### Exercise
Every line with "const" in it must be copied from the data.

### Material provided
Issue #4099, opened 2023-07-20
TS Error When Using `css` Interpolations in `styled(...)`


joealden:
## Environment
The `envinfo` command didn't work on my system, but I don't think it's too relevant here.

- `styled-components` version: `6.0.4`
- `typescript` version: `5.1.6`

## Reproduction

https://www.typescriptlang.org/play?jsx=4#code/JYWwDg9gTgLgBAbzgYwM6oDR1TAngGwFMATOAXzgDMoIQ4AiHAkgWmVsgDtDOZV6A3ACgheMITgBlPEWIAFGmFRwAvIjgASAG4BDKMB28AXNhj7OAc3LCh7TjmwALPSWnNlatKgA8b2QoglAD4AAyE4FAh8aBMNBDBFDyC4AAoEwNQAOm09A15VFTV6Yj0Aa3o4AH4GACN8HWRyuBN6AHdHYBhCegBKMmEQmzEJAGEOCG5eAKVVdWR69AA5HRBCSpMccwsBOC6cDbNgS2sROwcx8AmeGBMAJUIGmEyAMRHvC65r6dRktRSkeY6JYrQhYPbwMg9VTJBDhOBQQgwACuUE4cG8xGAWhQC1Qy1WKgQgOBqzIQQQ4LI3gA9JitEFhP0RIQAB6QWCRezwPwkD5XfJqJiyFJ8yYwHq+GQkb6hOFxVDOBHEHmoJmDIRAA

```tsx
import { css, styled } from "styled-components";

type StyledProps = { $variant: string };

const sharedStyles = css<StyledProps>`
  color: ${props => (props.$variant === "dark" ? "black" : "white")};
`;

type ComponentProps = { className?: string; test: string };

const Component: React.FC<ComponentProps> = ({ className, test }) => {
  return <div className={className}>{test}</div>;
};

export const StyledComponent = styled(Component)<StyledProps>`
  ${sharedStyles}; // this line shows a TS error
`;

```

## Steps to reproduce

1. Create a value to interpolate via the `css` function - this needs to be typed to require props.
2. Create a simple component that you can wrap with `styled`.
3. Wrap this component with `styled`, using the interpolation created above and it's types.
4. See TS error where interpolation is used.

FYI, this has been mentioned in https://github.com/styled-components/styled-components/issues/4062 too, but I thought it made sense for this to be a seperate issue.

## Expected Behavior

No TS errors (this worked before v6), or guidance on if there is some other way to do this now.

[...]

PR #4107, opened 2023-07-28
Fix Typescript issues with StyleFunctions and StyledObjects

bcole808:
This PR improves the types when a `StyleFunction` returns another `StyleFunction` or a `StyledObject` as the return value. This prevents type errors when component prop types are explicitly provided (i.e. `styled.div<Props>`)

Examples have been addd in `test/types.tsx` for three different test cases:

1. When a reusable `css` block is provided as an interpolation value
2. When a StyleFunction returns another StyleFunction
3. When a StyleFunction returns a StyledObject

This fixes https://github.com/styled-components/styled-components/issues/4099

### DIFF
--- a/packages/styled-components/src/test/types.tsx
+++ b/packages/styled-components/src/test/types.tsx
@@ -448,7 +448,7 @@ styled.div<PropsWithVariant>`
 /**
  * Styled object as function return value when prop types are provided
  */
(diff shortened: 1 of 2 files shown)


probablyup:
Thanks will review this today

probablyup (approved):
Thank you! This looks like a good fix and appreciate the tests :)

Issue #4090, opened 2023-07-14
Support for numeric values in <length> props using Style Objects in styled-components v6


bexsoft:
In previous version (v5.3.6), we had support to use numeric values without units in props like width, height, maxWidth, maxHeight and so on, now with v6 this is not supported anymore by getting the following error:

`Type '10' is not assignable to type 'MarginRight<0 | (string & {})> | undefined'.` 

This is a standard for React inline styling in React, According Documentation there is the following statement:

```html
React will automatically append a “px” suffix to certain numeric inline style properties. If you want to use units other than “px”, specify the value as a string with the desired unit. For example:

// Result style: '10px'
<div style={{ height: 10 }}>
  Hello World!
</div>

// Result style: '10%'
<div style={{ height: '10%' }}>
  Hello World!
</div>
```

This is our code
```es6
const SubItemsBox = styled.div(({ theme }) => ({
  position: "fixed",
  top: 0,
  left: 0,
  width: "100vw",
  height: "100vh",
  marginRight: 10,
  ...
});
```
Is this support removed on purpose? If so I think it should be documented as a breaking change

Thank you in advance.

probablyup:
I think this has to do with the types being pulled in from csstype... will need to look into it

juliuscalvium:
This is causing me upgrade issues, I'd really prefer to not refactor hundreds of files to convert numeric values to strings in order to use v6. Any updates on whether this is going to be fixed for numeric value use?

probablyup:
This is unintentional and should be fixed

probablyup:
My time is stretched pretty thin at the moment, if someone could look into how we'd modify or augment the underlying csstype type to allow raw numbers would appreciate it

juliuscalvium:
> My time is stretched pretty thin at the moment, if someone could look into how we'd modify or augment the underlying csstype type to allow raw numbers would appreciate it

Thank you. I'm afraid the typings are a bit too complicated for me to get my head around right now.

PR #4111, opened 2023-08-02
fix(types): allow number for height/width/etc (#4090)

drewbrend:
Fixes https://github.com/styled-components/styled-components/issues/4090

The `TLength` generic from `CSS.Properties` defaults to `TLength = 0 | (string & {})`, I verified that before my change I am able to provide `0`, but any other size needs to be a string.

With this changed to `number | (string & {})` I can provide any number or string.

I also added a test for this, providing the number as a height presented a type error before this fix but is resolved after.


juliusbangert (commented):
These changes fix the issue for me. I no longer have hundreds of ts errors related to the use of numbers for heights and widths etc for the object syntax native implementation of styled components.

probablyup (approved):
_Fantastic_ thank you @drewbrend!

bexsoft:
Thank you very much @drewbrend! =D

Issue #4062, opened 2023-06-28
missing types in v6


why-this-code-works:
After upgrading to v6 some types are missing:

<img width="994" alt="CleanShot 2023-06-28 at 16 26 14@2x" src="https://github.com/styled-components/styled-components/assets/97026035/3b023ce8-2bb4-4594-b87e-223a35125d89">

In our case missing types are: 

-   `FlattenSimpleInterpolation`
-  `FlattenInterpolation`
-  `ThemeProps`

AntonNiklasson:
It would be great to collect some resources on how to migrate from `@types/styled-components` to this new setup with "native" types. We're consuming a few of the types from that packages, and I'm not sure how to proceed with our migration.

guillaumebrunerie:
The type `StyledComponentProps` is also missing. I am not sure if there is another way to get a type of the props of a styled component?

```typescript
const SSearchField = styled.input`
  [...]
`;

const Search = (props: StyledComponentProps<"input", object, object, never>) => {
  return (
    <SSearchSection>
      <SLookingGlass><Icons.Search/></SLookingGlass>
      <SSearchField type="search" spellCheck={false} {...props}/>
    </SSearchSection>
  );
};
```

na-ji:
Another type missing in v6 is `ThemedStyledComponentsModule`. This allows to type your theme [without overriding styled-components type](https://github.com/styled-components/styled-components/issues/1589#issuecomment-459075819). This is extremely useful on a monorepo when you need to export multiple theme. It is also efficient when exporting a component library. In my case, it's not possible to upgrade my monorepo to v6 without a similar solution.

probablyup:
Just fyi there was no effort to sync repo types to definitelytyped's setup. A type migration guide would be great if someone wants to contribute one over on the website repo

jphawk:
Same, we can't update to v6, because the following types are missing: 

-   CSSObject
-   FlattenInterpolation
-   FlattenSimpleInterpolation
-   Interpolation
-   InterpolationFunction
-   SimpleInterpolation
-   ThemedStyledProps
-  StyledComponentBase
-  StyledComponent

A migration guide or at least a proper changelog is much needed 🙏

jstol:
[...]

PR #4117, opened 2023-08-07
Add missing types CSSProperties, CSSObject, CSSPseudos and CSSKeyframes

takurinton:
https://github.com/styled-components/styled-components/issues/4062

I found that styled-components has lost some types since v6. There is actually an issue.

I added some of them.

- CSSProperties
- CSSObject
- CSSPseudos
- CSSKeyframes

I tried to work on the other types, but they were too complicated, so I am dealing with what I can for now.

### DIFF
--- a/packages/styled-components/src/types.ts
+++ b/packages/styled-components/src/types.ts
@@ -237,15 +237,25 @@ export interface IInlineStyle<Props extends object> {
   generateStyleObject(executionContext: ExecutionContext & Props): object;
 }
 
-export type StyledObject<Props extends object> = CSS.Properties<number | (string & {})> & {
-  [key: string]:
-    | string
-    | number
-    | StyleFunction<Props>
-    | StyledObject<Props>
-    | RuleSet<any>
-    | undefined;
-};
+export type CSSProperties = CSS.Properties<number | (string & {})>;
+
+export type CSSPseudos = { [K in CSS.Pseudos]?: CSSObject };
+
+export type CSSKeyframes = object & { [key: string]: CSSObject };
+
+export type CSSObject = StyledObject<any>;
+
+export type StyledObject<Props extends object> = CSSProperties &
+  CSSPseudos & {
+    [key: string]:
+      | StyledObject<any> // StyledObject<any> instead of CSSObject. Because writing CSSObject directly results in a circularly references.
+      | string
+      | number
+      | StyleFunction<Props>
+      | StyledObject<Props>
+      | RuleSet<any>
+      | undefined;
+  };
 
 /**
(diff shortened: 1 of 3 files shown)


probablyup:
I think `CSSObject` is basically the same as `StyledObject`, maybe we just need to add what's missing to `StyledObject` and just alias it.

takurinton:
@probablyup 
I certainly thought so, so I fixed it here. What do you think?

https://github.com/styled-components/styled-components/pull/4117/commits/dea5bfd2d60ad05359b992c51c1b13dd3b1487a1

packages/styled-components/src/types.ts
```diff
@@ -230,15 +237,25 @@ export interface IInlineStyle<Props extends object> {
...
-export type StyledObject<Props extends object> = CSS.Properties<number | (string & {})> & {
-  [key: string]:
-    | string
-    | number
-    | StyleFunction<Props>
-    | StyledObject<Props>
-    | RuleSet<any>
-    | undefined;
-};
+export type CSSProperties = CSS.Properties<number | (string & {})>;
```
probablyup, line 240: Last thing is these types need to be exposed in the barrel files `src/index.ts` and `src/native/index.ts`

takurinton: Thanks, I completely missed that.

And I added it.
https://github.com/styled-components/styled-components/pull/4117/commits/765498df6975b20ae52b04ef6b3b77ac78098f91

probablyup (approved):
Awesome, thank you!

packages/styled-components/src/types.ts
```diff
@@ -230,15 +237,25 @@ export interface IInlineStyle<Props extends object> {
...
+  CSSPseudos & {
+    [key: string]:
+      | StyledObject<any> // StyledObject<any> instead of CSSObject. Because writing CSSObject directly results in a circularly references.
+      | string
+      | number
+      | StyleFunction<Props>
+      | StyledObject<Props>
+      | RuleSet<any>
+      | undefined;
+  };
```
pedroSoaresll, line 258: At lines 251 and 255 we have the same type but with different generics being passed. Is it ok?

probablyup: Ahh, that seems incorrect.

takurinton: @pedroSoaresll 
Thank you for your comment. It is fixed here.
https://github.com/styled-components/styled-components/pull/4140#discussion_r1302280083

takurinton: Furthermore, I found a duplicate type definition, so I'll fix it here. https://github.com/styled-components/styled-components/pull/4200

PR #4118, opened 2023-08-07
Run prettier format

takurinton:
I ran prettier locally and got a diff, so I commit it.

I think this should be prettier check in CI as well, what do you think?


probablyup (approved):

probablyup:
> I think this should be prettier check in CI as well, what do you think?

That or `pretty-quick` on precommit

takurinton:
@probablyup 
I think it is smart to check with CI.
I will make a PR later!!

### Result of the task
const sharedStyles = css<StyledProps>`
const Component: React.FC<ComponentProps> = ({ className, test }) => {
export const StyledComponent = styled(Component)<StyledProps>`
const SubItemsBox = styled.div(({ theme }) => ({
const SSearchField = styled.input`
const Search = (props: StyledComponentProps<"input", object, object, never>) => {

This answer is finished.